Ahem... despite what you might have heard on the boards, mages are still extremely powerful. Their burst DPS is the highest in the game and they have spells that make groups beg for them: Polymorph and conjuring. Sure, they have to sit more, but that's because they can burn through monsters at a faster rate just by tossing more mana at their targets. (Tigole himself laid the smackdown on people who said that the mage wasn't the fastest at killing monsters. "We have numbers, we know which classes kill the fastest and why. I won't be dragged into a debate with you." Priceless.)
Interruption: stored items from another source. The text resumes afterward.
PR #1034, opened 2016-05-09
new crypto code, blackbox, aead internally

ThomasWaldmann:
crypto.pyx now implements a AEAD style API:
- encrypt-then-mac inside encrypt(), optionally mac-ing additional data
- auth-then-decrypt inside decrypt(), optionally auth-ing additional data

Implements:
- aes-ctr-hmac-sha256, aes-gcm
- aes-ocb, chacha20-poly1305 (openssl 1.1)
- simple AES, still needed by the keyfile code
- unencrypted/unauthenticated (so we do not need to specialcase that)

Note about iv/nonce/counter handling:

cipher.encrypt() and .decrypt() always do a full openssl context init, thus it is required for encrypt to set a IV before the call (or give iv as encrypt() param). there is no IV state kept inside the openssl ctx which is used for next encrypt() call.

set_iv sets the iv to use for next encrypt() call, it also resets the blocks counter that is used to reflect how many cipher blocks were encrypted with the last encrypt() call. using that, next_iv() computes the IV you shall use for the next encrypt() call.

this simulates the internal openssl IV state, which is in the opaque ctx since 1.1.

TODO:
- [ ] rename to cipher_key, mac_key and id_key?
- [ ] collapse some fixups

Anything else?

### DIFF
--- a/src/borg/archive.py
+++ b/src/borg/archive.py
@@ -25,6 +25,7 @@ from .cache import ChunkListEntry
 from .crypto.key import key_factory
 from .compress import Compressor, CompressionSpec
 from .constants import *  # NOQA
+from .crypto.low_level import IntegrityError as IntegrityErrorBase
 from .hashindex import ChunkIndex, ChunkIndexEntry, CacheSynchronizer
 from .helpers import Manifest
 from .helpers import hardlinkable
@@ -1148,7 +1149,7 @@ class ArchiveChecker:
         else:
             try:
                 self.manifest, _ = Manifest.load(repository, (Manifest.Operation.CHECK,), key=self.key)
-            except IntegrityError as exc:
+            except IntegrityErrorBase as exc:
                 logger.error('Repository manifest is corrupted: %s', exc)
                 self.error_found = True
                 del self.chunks[Manifest.MANIFEST_ID]
@@ -1211,11 +1212,11 @@ class ArchiveChecker:
                 chunk_id = chunk_ids_revd.pop(-1)  # better efficiency
                 try:
                     encrypted_data = next(chunk_data_iter)
-                except (Repository.ObjectNotFound, IntegrityError) as err:
+                except (Repository.ObjectNotFound, IntegrityErrorBase) as err:
                     self.error_found = True
                     errors += 1
                     logger.error('chunk %s: %s', bin_to_hex(chunk_id), err)
-                    if isinstance(err, IntegrityError):
+                    if isinstance(err, IntegrityErrorBase):
                         defect_chunks.append(chunk_id)
                     # as the exception killed our generator, make a new one for remaining chunks:
                     if chunk_ids_revd:
@@ -1225,7 +1226,7 @@ class ArchiveChecker:
                     _chunk_id = None if chunk_id == Manifest.MANIFEST_ID else chunk_id
                     try:
                         self.key.decrypt(_chunk_id, encrypted_data)
-                    except IntegrityError as integrity_error:
+                    except IntegrityErrorBase as integrity_error:
                         self.error_found = True
                         errors += 1
                         logger.error('chunk %s, integrity error: %s', bin_to_hex(chunk_id), integrity_error)
@@ -1254,7 +1255,7 @@ class ArchiveChecker:
                         encrypted_data = self.repository.get(defect_chunk)
                         _chunk_id = None if defect_chunk == Manifest.MANIFEST_ID else defect_chunk
                         self.key.decrypt(_chunk_id, encrypted_data)
-                    except IntegrityError:
+                    except IntegrityErrorBase:
                         # failed twice -> get rid of this chunk
                         del self.chunks[defect_chunk]
                         self.repository.delete(defect_chunk)
@@ -1295,7 +1296,7 @@ class ArchiveChecker:
             cdata = self.repository.get(chunk_id)
             try:
                 data = self.key.decrypt(chunk_id, cdata)
-            except IntegrityError as exc:
+            except IntegrityErrorBase as exc:
                 logger.error('Skipping corrupted chunk: %s', exc)
                 self.error_found = True
                 continue
--- a/src/borg/crypto/key.py
+++ b/src/borg/crypto/key.py
@@ -358,8 +358,10 @@ class AESKeyBase(KeyBase):
 
     def encrypt(self, chunk):
         data = self.compressor.compress(chunk)
-        self.nonce_manager.ensure_reservation(self.cipher.block_count(len(data)))
-        return self.cipher.encrypt(data, header=self.TYPE_STR)
+        next_nonce = int.from_bytes(self.cipher.next_iv(), byteorder='big')
+        next_nonce = self.nonce_manager.ensure_reservation(next_nonce, self.cipher.block_count(len(data)))
+        iv = next_nonce.to_bytes(self.cipher.iv_len, byteorder='big')
+        return self.cipher.encrypt(data, header=self.TYPE_STR, iv=iv)
 
     def decrypt(self, id, data, decompress=True):
         if not (data[0] == self.TYPE or
@@ -401,7 +403,7 @@ class AESKeyBase(KeyBase):
             manifest_blocks = num_cipher_blocks(len(manifest_data))
             nonce = self.cipher.extract_iv(manifest_data) + manifest_blocks
         self.cipher.set_iv(nonce.to_bytes(16, byteorder='big'))
-        self.nonce_manager = NonceManager(self.repository, self.cipher, nonce)
+        self.nonce_manager = NonceManager(self.repository, nonce)
 
 
 class Passphrase(str):
--- a/src/borg/crypto/key.py
+++ b/src/borg/crypto/key.py
@@ -359,14 +359,14 @@ class AESKeyBase(KeyBase):
     def encrypt(self, chunk):
         data = self.compressor.compress(chunk)
         self.nonce_manager.ensure_reservation(self.cipher.block_count(len(data)))
-        return self.cipher.encrypt(data, header=self.TYPE_STR, aad_offset=1)
+        return self.cipher.encrypt(data, header=self.TYPE_STR)
 
     def decrypt(self, id, data, decompress=True):
         if not (data[0] == self.TYPE or
             data[0] == PassphraseKey.TYPE and isinstance(self, RepoKey)):
             id_str = bin_to_hex(id) if id is not None else '(unknown)'
             raise IntegrityError('Chunk %s: Invalid encryption envelope' % id_str)
-        payload = self.cipher.decrypt(data, header_len=1, aad_offset=1)
+        payload = self.cipher.decrypt(data)
         if not decompress:
             return payload
         data = self.decompress(payload)
@@ -385,7 +385,7 @@ class AESKeyBase(KeyBase):
             self.chunk_seed = self.chunk_seed - 0xffffffff - 1
 
     def init_ciphers(self, manifest_data=None):
-        self.cipher = CIPHERSUITE(mac_key=self.enc_hmac_key, enc_key=self.enc_key)
+        self.cipher = CIPHERSUITE(mac_key=self.enc_hmac_key, enc_key=self.enc_key, header_len=1, aad_offset=1)
         if manifest_data is None:
             nonce = 0
         else:
--- a/src/borg/crypto/key.py
+++ b/src/borg/crypto/key.py
@@ -11,7 +11,7 @@ from hmac import HMAC, compare_digest
 
 import msgpack
 
-from borg.logger import create_logger
+from ..logger import create_logger
 
 logger = create_logger()
 
@@ -25,10 +25,10 @@ from ..helpers import get_limited_unpacker
 from ..helpers import bin_to_hex
 from ..item import Key, EncryptedKey
 from ..platform import SaveFile
-from .nonces import NonceManager
-from .low_level import AES, bytes_to_long, bytes_to_int, num_aes_blocks, hmac_sha256, blake2b_256, hkdf_hmac_sha512
 
-PREFIX = b'\0' * 8
+from .nonces import NonceManager
+from .low_level import AES, bytes_to_long, long_to_bytes, bytes_to_int, num_aes_blocks, hmac_sha256, blake2b_256, hkdf_hmac_sha512
+from .low_level import AES256_CTR_HMAC_SHA256 as CIPHERSUITE
 
 
 class PassphraseWrong(Error):
@@ -352,35 +352,21 @@ class AESKeyBase(KeyBase):
 
     PAYLOAD_OVERHEAD = 1 + 32 + 8  # TYPE + HMAC + NONCE
 
-    MAC = hmac_sha256
+    MAC = hmac_sha256  # TODO: not used yet
 
     logically_encrypted = True
 
     def encrypt(self, chunk):
         data = self.compressor.compress(chunk)
         self.nonce_manager.ensure_reservation(num_aes_blocks(len(data)))
-        self.enc_cipher.reset()
-        data = b''.join((self.enc_cipher.iv[8:], self.enc_cipher.encrypt(data)))
-        assert (self.MAC is blake2b_256 and len(self.enc_hmac_key) == 128 or
-                self.MAC is hmac_sha256 and len(self.enc_hmac_key) == 32)
-        hmac = self.MAC(self.enc_hmac_key, data)
-        return b''.join((self.TYPE_STR, hmac, data))
+        return self.enc_cipher.encrypt(data, header=self.TYPE_STR, aad_offset=1)
 
     def decrypt(self, id, data, decompress=True):
         if not (data[0] == self.TYPE or
             data[0] == PassphraseKey.TYPE and isinstance(self, RepoKey)):
             id_str = bin_to_hex(id) if id is not None else '(unknown)'
             raise IntegrityError('Chunk %s: Invalid encryption envelope' % id_str)
-        data_view = memoryview(data)
-        hmac_given = data_view[1:33]
-        assert (self.MAC is blake2b_256 and len(self.enc_hmac_key) == 128 or
-                self.MAC is hmac_sha256 and len(self.enc_hmac_key) == 32)
-        hmac_computed = memoryview(self.MAC(self.enc_hmac_key, data_view[33:]))
-        if not compare_digest(hmac_computed, hmac_given):
-            id_str = bin_to_hex(id) if id is not None else '(unknown)'
-            raise IntegrityError('Chunk %s: Encryption envelope checksum mismatch' % id_str)
-        self.dec_cipher.reset(iv=PREFIX + data[33:41])
-        payload = self.dec_cipher.decrypt(data_view[41:])
+        payload = self.enc_cipher.decrypt(data, header_len=1, aad_offset=1)
         if not decompress:
             return payload
         data = self.decompress(payload)
@@ -406,9 +392,9 @@ class AESKeyBase(KeyBase):
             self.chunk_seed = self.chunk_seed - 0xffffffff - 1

Mages lost their invisibility because it was too powerful. Their damage spells are strong, they have to be, but invisibility made things obscene. A mage with the drop on their opponent could win virtually every time. Invis, sheep, auto-crit (talent) pyroblast=massive damage with no response. Now the mage casts a few frost spells to kite and finishes with the spells of his choice. How could one live through that? Mages have been nerfed since then to bring them in line. All of the complaints you hear on the boards are because playing a mage used to be like playing God-mode, and Blizzard fixed the problem, to the dismay of all the power-gamers who rolled a mage to get in while the getting was good. In fact, you'll still get posts like "The ideal group is warrior, priest, mage-mage-mage".
In short, mages do not "suck". They are still very strong.
Warlocks were gimp for a very long time, and even now they aren't completed. The next patch will finally see them given higher-level pets. With these increases in power and talents, warlocks are really coming into their own. Warlocks don't nuke particularly well, but they have a number of damage over time spells. In fact, warlock is a class that can experience almost no downtime if played right. The warlock has a number of ways to transfer health and mana between himself and his pet, and ways to drain these resources from his enemy. A warlock can go from fight to fight to fight with very little downtime. The cost of this, however, is that it takes more time to deal with each foe. Additionally, it's not like one can just slack off while playing a warlock, since warlocks require active use of their pets and pet abilities to maintain aggro. Warlocks are still squishy caster types, and since they can't kite like a mage or blast enemies apart like a mage, they rely on their pets to keep themselves safe. To sum up, warlocks operate over time better than mages, with little to no downtime. Mages are better at burst DPS, warlocks better at sustained DPS (or their preferred measure, DPM-- how much damage they inflict per minute, factoring in downtime between fights to drink or heal). Warlocks also offer crowd control, in different forms from a mage's, and have curses that effect the enemy in ways other than straight damage or DOT.
Which should you choose? That's up to you. Both offer strong damage, AoE damage, some crowd control, and different types of utility. Nothing is broken, and class balance is good. Ultimately, you should choose what you want.